While doing a systematic review and meta-analysis on Randomized Control Trials which data should a researcher focus on - Intention to Treat or Complete Case Analysis?
Briefly, intention to treat is generally the gold standard. There are exceptions to this depending on your outcome measure, but as a general rule you should include data analysed on an intention to treat basis.
Jack Henry Agree with Jack; it’s best to include trials which perform intention-to-treat analysis (ITT) vs per-protocol analysis (PP) because PP may result in bias. Exceptions would be eg subjects who although already randomised never started intervention for whatever reasons.
Shikha Sahai, a per-protocol or complete case analysis will essentially "transform" the study design from the originally-intentioned RCT to a cohort study. Thus, to preserve the key feature of RCT in question - the randomization - you have to consider the intention-to-treat analysis.
I see there are excellent answers above.
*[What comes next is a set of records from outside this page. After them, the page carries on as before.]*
PR #267, opened 2021-08-16
Add Events for Liquidity Mining

### LINKED ISSUE #197: [LiquidityMining] Add events for `distribute_market_incentives`
If `distribute_market_incentives` fails, then it should emit an event `LiquidityRewardsDistributedFailed` while a successful distribution would emit `LiquidityRewardsDistributedSuccess`

c410-f3r:
Fixes #197

### DIFF
--- a/primitives/src/types.rs
+++ b/primitives/src/types.rs
@@ -71,6 +71,11 @@ pub type DigestItem = generic::DigestItem<Hash>;
 /// The market identifier type.
 pub type MarketId = u128;
 
+/// The biggest pointer size taking into consideration all known targeting machine architectures.
+///
+/// Useful to cast `usize` into `MaxUsize` with the guarantee that no truncation will occur.
+pub type MaxUsize = u64;
+
 /// Time
 pub type Moment = u64;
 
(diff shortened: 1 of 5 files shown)


sea212 (commented):
Looks good. I am just not quite sure if we can externally know, if incentives were successfully distributed or if it failed. Since `distribute_market_incentives` is currently only called in `on_initialize` and since it does not emit an event when it's successful, from my current understanding we have no way to query from outside how many incentives were distributed per market, is this correct? We can see how much incentives were added or removed per block in total though.
What happens when an error is returned in `on_initialize` (which in this case returns `Weight`)? Is there a way to notice this without checking the node for logs?

c410-f3r:
> Looks good. I am just not quite sure if we can externally know, if incentives were successfully distributed or if it failed. Since `distribute_market_incentives` is currently only called in `on_initialize` and since it does not emit an event when it's successful, from my current understanding we have no way to query from outside how many incentives were distributed per market, is this correct? We can see how much incentives were added or removed per block in total though.
> What happens when an error is returned in `on_initialize` (which in this case returns `Weight`)? Is there a way to notice this without checking the node for logs?

One event was added to inform the amount of distributed rewards when a market is resolved and another more useful for validators was created to inform that block logic initialization went wrong

sea212 (approved):

PR #270, opened 2021-08-18
[PM] Single extrinsic for creating and deploying a pool

### LINKED ISSUE #269: Single extrinsic for creating and deploying a pool
Currently, while deploying a liquidity pool when creating a market on proto web application there is a need to sign and send multiple extrinsics to:
1 - create a market
2 - buy a complete set of assets needed for liquidity pool
3 - deploy a liquidity pool
4 - add additional assets if needed (e.g in a binary market 120 assets for "Yes" and 110 assets for "No")

Some of the extrinsics can be batched into single transaction, but in worst case, one extrinsic for market creation and two for pool deployment are needed - three transactions.

There is already call for market creation, but would be good to have additional call to be able to create market and deploy liquidity pool in one transaction.
For liquidity pool deployment parameters are `weights` for assets and `asset amounts` to put in the pool.

sea212:
closes #269 

It modified the Swaps API a bit, such that prediction market can call the relevant function to deploy additional assets. An alternative would be to create a new pallet whose `Config` trait is tightly coupled to our prediction market and swaps pallet.

The `pool_join_additional_assets` parameter uses `Asset` as the first element in the 3-tuple. `Asset` contains a market id, but this argument will be replaced by the market id of the market that was created previously during the processing of `create_market_and_deploy_assets`. It is not the most transparent way, but it makes use of existing types, which doesn't further complicate the `types.json`. It is also documented. If preferred, I can replace this by a new type instead.

### DIFF
--- a/primitives/src/traits/swaps.rs
+++ b/primitives/src/traits/swaps.rs
@@ -1,6 +1,6 @@
 use crate::types::{Asset, MarketType, OutcomeReport, Pool, PoolId};
 use alloc::vec::Vec;
-use frame_support::dispatch::{DispatchError, DispatchResult};
+use frame_support::dispatch::{DispatchError, DispatchResult, Weight};
 
 pub trait Swaps<AccountId> {
     type Balance;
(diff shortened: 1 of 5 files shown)


lsaether (approved):
LGTM

PR #272, opened 2021-08-20
Prepare release v0.1.3

sea212:
Handles tasks from #236 that should be done before the release-candidate branch is created


c410-f3r:
It is not possible to review drafts but this PR LGTM.

As stated before, it might be worth to review all runtime parameters before main-net.

PR #936, opened 2022-03-19
Drop Python 2.7

hynek:
We have paid our dues.

The tooling situation around Python 2 has deteriorated to such a degree that
upholding compatibility is not tenable anymore for a volunteer-run project.

Here's the stats for March so far:

```
| category | percent |  downloads |
|:---------|--------:|-----------:|
| 3.7      |  33.67% | 18,582,627 |
| null     |  19.82% | 10,936,104 |
| 3.8      |  18.75% | 10,344,976 |
| 3.9      |  11.20% |  6,180,529 |
| 3.6      |  10.88% |  6,006,746 |
| 3.10     |   2.95% |  1,625,923 |
| 2.7      |   1.87% |  1,030,024 |
| 3.5      |   0.84% |    463,005 |
| 3.4      |   0.02% |     10,044 |
| 3.11     |   0.01% |      7,899 |
| 3.3      |   0.00% |         25 |
| 2.6      |   0.00% |          8 |
| 3.2      |   0.00% |          2 |
| Total    |         | 55,187,912 |

Date range: 2022-03-01 - 2022-03-18
```

The main impetus being that Python 2.7 is as of macOS 12.3 not usable with virtualenv anymore. I will probably drop 3.5 next since nobody uses it and I can't install it anymore.

There's a lot of code that could probably be simplified (e.g. when just aliases are imported from _compat), but we can keep that for another PR. Same as ridding docs of `(object)`s.


hynek:
I'm gonna need some guidance re `__qualname__`.

We've got partial coverage in

https://github.com/python-attrs/attrs/blob/b093bc7554ddd1e081ad7afb3e5bd22ce62027e2/src/attr/_make.py#L864-L866

(looks like qualname's never None)

and

https://github.com/python-attrs/attrs/blob/2047cfaa51f907463a7f21f76b0e0b727d9240cb/src/attr/_make.py#L1945-L1950

Here:

Line 1950 is never executed so `qualname` appears to be never `None`, contradicting the comment??? Or is the comment so old that it just meant "new Pythons"?

---

Qualified names have been added in 3.3, but maybe there's some weird way to create classes without a qualname?

ssbarnea:
Bit late but drop it! Better late than never.

sscherfke:
🎉 🎉 🎉

hynek:
So I've decided:

1. the second instance is a non-issue, since the new f-string-based repr never cared about it'
2. the first one is a risk we'll take. i mean i've got a tradition of quickly releasing a hot fix release for edge cases to uphold

hynek:
Less emoji, more reviewing gentlepeople! ;)

ssbarnea (approved):

ssbarnea:
I rarely see people that do not have review rights (write) doing format review approvals on github. Even when I explicitly asked them to do it, it got very poor results. Maybe you will be more successful. Another issue is the size of the PR, usually I would have only modify metadata to require newer python and remove the CI jobs for py27, before gradually remove the code in follow-ups, so the reviews are more humanely reviewable.

sscherfke:
I skimmed the changes and haven't noticed any problems.  Also ran the tests on my machine and checked that it does not break Typed Settings.

src/attr/_compat.py
```diff
@@ -24,180 +25,76 @@
...
+        RuntimeWarning,
+        stacklevel=2,
+    )
 
-        return type(name, bases, ns)
 
-    # TYPE is used in exceptions, repr(int) is different on Python 2 and 3.
-    TYPE = "type"
+def isclass(klass):
+    return isinstance(klass, type)
```
wbolster, line 43: this doesn't really warrant a compat helper anymore, but that can be removed later

src/attr/_compat.py
```diff
@@ -24,180 +25,76 @@
...
-            raise TypeError(
-                "'mappingproxy' object does not support item assignment"
-            )
 
-        def update(self, _):
-            # We gently pretend we're a Python 3 mappingproxy.
-            raise AttributeError(
-                "'mappingproxy' object has no attribute 'update'"
-            )
+def iteritems(d):
```
wbolster, line 49: same, i guess a cleanup pass to get rid of compat helpers is useful. can ve done later (and i can help if appreciated)

setup.py
```diff
@@ -56,7 +54,6 @@
         "hypothesis",
         "pympler",
         "pytest>=4.3.0",  # 4.3.0 dropped last use of `convert`
```
wbolster, line 56: i guess this also heavily outdated?

src/attr/_compat.py
```diff
@@ -1,15 +1,16 @@
...
 import threading
 import types
 import warnings
 
+from collections.abc import Mapping, Sequence  # noqa
+
 
-PY2 = sys.version_info[0] == 2
 PYPY = platform.python_implementation() == "PyPy"
 PY36 = sys.version_info[:2] >= (3, 6)
```
wbolster, line 15: 3.5 is also end of life, and tooling is also deteriorating.

‘attrs supports supported python versions’ is not that weird

src/attr/_make.py
```diff
@@ -1634,34 +1614,19 @@ def wrap(cls):
...
-        Check whether *cls* has a frozen ancestor by looking at its
-        __setattr__.
-        """
-        return cls.__setattr__ == _frozen_setattrs
+def _has_frozen_base_class(cls):
+    """
+    Check whether *cls* has a frozen ancestor by looking at its
+    __setattr__.
+    """
+    return cls.__setattr__ == _frozen_setattrs
```
wbolster, line 1611: nit: this should be an identity check?

wbolster (approved):
left a few comments, mostly nits

didn't spot anything (too) weird 🙃

changelog.d/936.breaking.rst
```diff
@@ -0,0 +1,6 @@
+Python 2.7 is not supported anymore.
+
+The tooling around Python 2.7 has become too tedious for a volunteer-run project.
```
Tinche, line 3:
```suggestion
Dealing with Python 2.7 tooling has become too difficult for a volunteer-run project.
```

Tinche (approved):
Cattrs tests pass ;)

setup.py
hynek: well…it's still true ¯\_(ツ)_/¯

src/attr/_compat.py
hynek: i literally wrote about that in the PR ;)

i want to keep it as short as possible, there'll be more subsequent cleanups

src/attr/_compat.py
hynek: yup!

setup.py
hynek: (I don't think we use any newer features anywhere?)

src/attr/_compat.py
hynek: yeah as I wrote 3.5 is going out too. but baby steps :)

src/attr/_make.py
hynek: Seems to work too, yes. I remember that comparing functions and methods was very inconsistent over the versions. 🤔

PR #939, opened 2022-03-21
Drop the deprecated Attribute.cmp

hynek:
This has nothing to do with the cmp argument to attr.s/define which have been
undeprecated.


hynek:
Um I have only now realized that the `cmp` shortcut didn't make it over to the NG APIs.

Nobody complained so do we care?

wbolster (approved):

wbolster:
imho, no need for shortcuts in newer APIs for things that are of mostly historical interest. explicit > implicit etc, and everything `cmp`-based sorting related is a 2nd class citizen in modern python anyway

PR #940, opened 2022-03-21
No longer explicitly subclass ‘object’

wbolster:
This is no longer relevant in Python 3+. Follow-up to !936.


hynek (approved):

hynek:
Thanks Mr GitLab. ;)

wbolster:
ok eh yeah #936

(don't get me started about gitlab ux though 🤬)

PR #941, opened 2022-03-21
Remove various obsolete _compat helpers

wbolster:
See individual commits.


wbolster:
(missed one format string on the first push; should be good now)

hynek (approved):
Thaaaanks!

Still I want to contribute to this discussion via case research:
1) Tejpal Gupta et al. (2021). Systematic review and meta-analysis of randomised controlled trials testing the safety and efficacy of convalescent plasma in the treatment of coronavirus disease 2019 (COVID-19): Evidence-base for practise and implications for research, Transfusion Medicine Early View 29 June 2021, Free access: Article Systematic review and meta-analysis of randomised controlled...
2) Cristina Corduneanu-Huci et al (2021). The politics of experimentation: Political competition and randomized controlled trials, Journal of Comparative Economics, Volume 49, Issue 1, March 2021, Free access: Article The politics of experimentation: Political competition and r...
Intention-to-treat (ITT) analysis aims to include all participants randomized into a trial irrespective of what happened subsequently (Newell 1992, Lewis 1993). ITT analyses are generally preferred as they are unbiased, and also because they address a more pragmatic and clinically relevant question.
An analysis in which data are analysed for every participant for whom the outcome was obtained is often described as an available case analysis. Some trial reports present analyses of the results of only those participants who completed the trial and who complied with (or received some of) their allocated intervention. Some authors incorrectly call this an ITT analysis, but it is in fact a per-protocol analysis. Furthermore, some authors analyse participants only according to the actual interventions received, irrespective of the randomized allocations (treatment-received analysis). It is generally unwise to accept study authors’ description of an analysis as ITT; such a judgement should be based on the detailed information provided.
Many (but not all) people consider that available case and ITT analyses are not appropriate when assessing unintended (adverse) effects, as it is wrong to attribute these to a treatment that somebody did not receive. As ITT analyses tend to bias the results towards no difference they may not be the most appropriate when attempting to establish equivalence or non-inferiority of a treatment.
In most situations, authors should attempt to extract from papers the data to enable at least an available case analysis. Avoidable exclusions should be ‘re-included’ if possible. In some rare situations it is possible to create a genuine ITT analysis from information presented in the text and tables of the paper, or by obtaining extra information from the author about participants who were followed up but excluded from the trial report. If this is possible without imputing study results, it should be done.